In a significant March 2026 development, a Delaware judge ruled that Meta’s liability insurance carriers have no duty to defend the company in social media addiction cases, determining that the allegations describe “deliberate and intentional acts” rather than accidental harm. This ruling means Meta cannot rely on insurance to pay its legal defense costs or damages awards, forcing the company to bear all expenses directly from corporate funds. Insurance exclusions for intentional conduct are standard across policies but are hotly contested in cases where the company claims it did not specifically intend harm—the Delaware ruling effectively sided with plaintiffs on the characterization of Meta’s conduct.

This creates significant financial pressure on Meta, as a defense loss in K.G.M. could expose the company to millions in uninsured liability. However, the interpretation of what constitutes “intentional” versus “reckless” or “negligent” design remains contested in other jurisdictions, so the Delaware ruling does not automatically strip Meta of insurance coverage everywhere—but it does illustrate how courts are beginning to view the evidence presented in these cases.

What Role Does the Insurance Ruling Play in This Litigation?

How Large Is the Social Media Addiction Litigation Landscape?

The 2,407 pending claims in the Northern District of California MDL represent only the visible portion of social media addiction litigation in the U.S. court system. These cases involve minors alleging depression, anxiety, eating disorders, self-harm, and suicide attempts linked to extended use of Meta platforms (Instagram and Facebook), TikTok, Snapchat, YouTube, Twitter, and other services.

The scale reflects a broad legal reckoning with whether technology companies can be held accountable for designing products that maximize engagement without proportional concern for user mental health. The K.G.M. bellwether case serves as a focal point precisely because it is the first to test whether a jury will impose liability on social media giants—previous cases have settled, been dismissed, or stalled in procedural disputes, but none have reached a verdict until now.
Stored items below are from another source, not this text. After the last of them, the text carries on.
PR #411, opened 2020-03-25
DATAES-653 - Make it easier to use a custom request converter when ex…

rpuch:
…tending DefaultReactiveElasticsearchClient.

- convert RequestConverters class (with static methods) to RequestConverter interface (with default methods)
- use a default RequestConverter implementation in DefaultReactiveElasticsearchClient
- make it possible to supply a custom RequestConverter implementation to be used by DefaultReactiveElasticsearchClient to make it possible to customize how the requests are being built

This is a prototype to try the approach suggested in https://jira.spring.io/browse/DATAES-653

To be honest, I don't like the result too much. The problems are:

* A ton of default methods simply do not seem right. Maybe it's just that I'm not accustomed with interfaces having so much code; probably it's a matter of habit
* In this approach, it's natural to convert static methods to instance methods, but in Java 8 interfaces cannot have private instance methods, so all private methods need to remain static. The best I could do is move them to a separate class (`DefaultRequestConverters`), but here comes another problem: it's not clear what static methods need to remain static and which need to be accessible (package local? public?)

Maybe I just did not understand the idea of @sothawo (mentioned in DATAES-653) correctly.

But it seems that it would look better if we leave the interface (`RequestConverter`) an interface (with only abstract methods) and move all the code to `DefaultRequestConverter`. (In the future, when new methods would need to be added to the interface, they could be added as default methods to avoid breaking compilation of users code).

What do you think?

### DIFF
--- a/src/main/java/org/springframework/data/elasticsearch/client/reactive/DefaultReactiveElasticsearchClient.java
+++ b/src/main/java/org/springframework/data/elasticsearch/client/reactive/DefaultReactiveElasticsearchClient.java
@@ -79,7 +79,6 @@ import org.elasticsearch.action.support.master.AcknowledgedResponse;
 import org.elasticsearch.action.update.UpdateRequest;
 import org.elasticsearch.action.update.UpdateResponse;
 import org.elasticsearch.client.Request;
-import org.elasticsearch.client.core.CountRequest;
 import org.elasticsearch.common.unit.TimeValue;
 import org.elasticsearch.common.xcontent.DeprecationHandler;
 import org.elasticsearch.common.xcontent.NamedXContentRegistry;
@@ -94,14 +93,12 @@ import org.elasticsearch.search.Scroll;
 import org.elasticsearch.search.SearchHit;
 import org.elasticsearch.search.SearchHits;
 import org.reactivestreams.Publisher;
-import org.springframework.data.elasticsearch.ElasticsearchException;
 import org.springframework.data.elasticsearch.client.ClientConfiguration;
 import org.springframework.data.elasticsearch.client.ClientLogger;
 import org.springframework.data.elasticsearch.client.ElasticsearchHost;
 import org.springframework.data.elasticsearch.client.NoReachableHostException;
 import org.springframework.data.elasticsearch.client.reactive.HostProvider.Verification;
 import org.springframework.data.elasticsearch.client.reactive.ReactiveElasticsearchClient.Indices;
-import org.springframework.data.elasticsearch.client.util.RequestConverters;
 import org.springframework.data.util.Lazy;
 import org.springframework.http.HttpHeaders;
 import org.springframework.http.HttpMethod;
@@ -128,6 +125,7 @@ import org.springframework.web.reactive.function.client.WebClient.RequestBodySpe
  * @author Peter-Josef Meisch
  * @author Huw Ayling-Miller
  * @author Henrique Amaral
+ * @author Roman Puchkovskiy
  * @since 3.2
  * @see ClientConfiguration
  * @see ReactiveRestClients
@@ -135,6 +133,8 @@ import org.springframework.web.reactive.function.client.WebClient.RequestBodySpe
 public class DefaultReactiveElasticsearchClient implements ReactiveElasticsearchClient, Indices {
 
 	private final HostProvider hostProvider;
+	
+	private final RequestCreator requestCreator;
 
 	/**
 	 * Create a new {@link DefaultReactiveElasticsearchClient} using the given {@link HostProvider} to obtain server
@@ -143,10 +143,23 @@ public class DefaultReactiveElasticsearchClient implements ReactiveElasticsearch
 	 * @param hostProvider must not be {@literal null}.
 	 */
 	public DefaultReactiveElasticsearchClient(HostProvider hostProvider) {
+		this(hostProvider, new DefaultRequestCreator());
+	}
+
+	/**
+	 * Create a new {@link DefaultReactiveElasticsearchClient} using the given {@link HostProvider} to obtain server
+	 * connections and the given {@link RequestCreator}.
+	 *
+	 * @param hostProvider must not be {@literal null}.
+	 * @param requestCreator must not be {@literal null}.
+	 */
+	public DefaultReactiveElasticsearchClient(HostProvider hostProvider, RequestCreator requestCreator) {
 
 		Assert.notNull(hostProvider, "HostProvider must not be null");
+		Assert.notNull(requestCreator, "RequestCreator must not be null");
 
 		this.hostProvider = hostProvider;
+		this.requestCreator = requestCreator;
 	}
 
 	/**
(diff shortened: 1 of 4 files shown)


sothawo:
I'll have a look a this probably towards the weekend; won't find the time before that

sothawo:
I wrote:
> We would still need a way to pass this custom request creator to the client

This would rather be a new method in `ReactiveRestClients`.

rpuch:
Hello Peter-Josef, thank you for your review.
Oh, it seems that I misunderstood your original intention.

There are two points that I'd like to clarify.

First, you suggest to make `DefaultRequestCreator` package private, so it would not be useable for the clients. But the clients will usually just need to change the behavior of 1 or 2 methods. Do I understand you correctly that you suggest to implement all `RequestCreator` methods as default methods and keep `DefaultRequestCreator` empty?

Second, on your idea about configuring the `DefaultReactiveElasticsearchClient`. Do I understand you correctly that you suggest to leave `ClientConfiguration` unchanged and add another method in `ReactiveRestClients` with a signature like `public static ReactiveElasticsearchClient create(ClientConfiguration clientConfiguration, RequestCreator creator)`?

Also, is setter ok to inject `RequestCreator` to `DefaultReactiveElasticsearchClient`, or you'd prefer a constructor parameter? I chose a setter originally, because it is not mandatory to supply the `RequestCreator`, a default implementation will be used if it is not supplied.

sothawo:
> First, you suggest to make `DefaultRequestCreator` package private, so it would not be useable for the clients. But the clients will usually just need to change the behavior of 1 or 2 methods. Do I understand you correctly that you suggest to implement all `RequestCreator` methods as default methods and keep `DefaultRequestCreator` empty?

Normally in these cases we make the interface public and the default implementations are package scoped. As in this case the default methods are nearly all just one-liners I think they could be added as default methods to the interface. The `DefaultRequestCreator` would then indeed be just a class implementing the interface without any implementation details of it's own.

> Second, on your idea about configuring the `DefaultReactiveElasticsearchClient`. Do I understand you correctly that you suggest to leave `ClientConfiguration` unchanged and add another method in `ReactiveRestClients` with a signature like `public static ReactiveElasticsearchClient create(ClientConfiguration clientConfiguration, RequestCreator creator)`?

yes, and the existing method `create(ClientConfiguration clientConfiguration)` would just call `create(clientConfiguration, new DefaultRequestCreator())`.

> 
> Also, is setter ok to inject `RequestCreator` to `DefaultReactiveElasticsearchClient`, or you'd prefer a constructor parameter? I chose a setter originally, because it is not mandatory to supply the `RequestCreator`, a default implementation will be used if it is not supplied.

What Happens to the Thousands of Other Claimants If Meta and YouTube Lose?

A plaintiff victory in K.G.M. v. Meta and YouTube would fundamentally reshape the litigation landscape for the 2,407 pending MDL claims.

Defendants would face immediate pressure to settle rather than litigate individually, as a jury verdict establishing liability creates enormous use for plaintiffs’ counsel negotiating downstream cases. Settlement values would likely increase substantially, and defendants might consolidate resolution across multiple cases through structured settlements or claims facilities. Conversely, a defense verdict could extend litigation timelines significantly, as plaintiffs’ attorneys would need to reassess legal theories and potentially pursue appeals or file new cases with different framing. Either way, the verdict signals to younger social media users and their families whether the legal system recognizes social media addiction as actionable harm or views it as a matter of individual choice beyond corporate responsibility.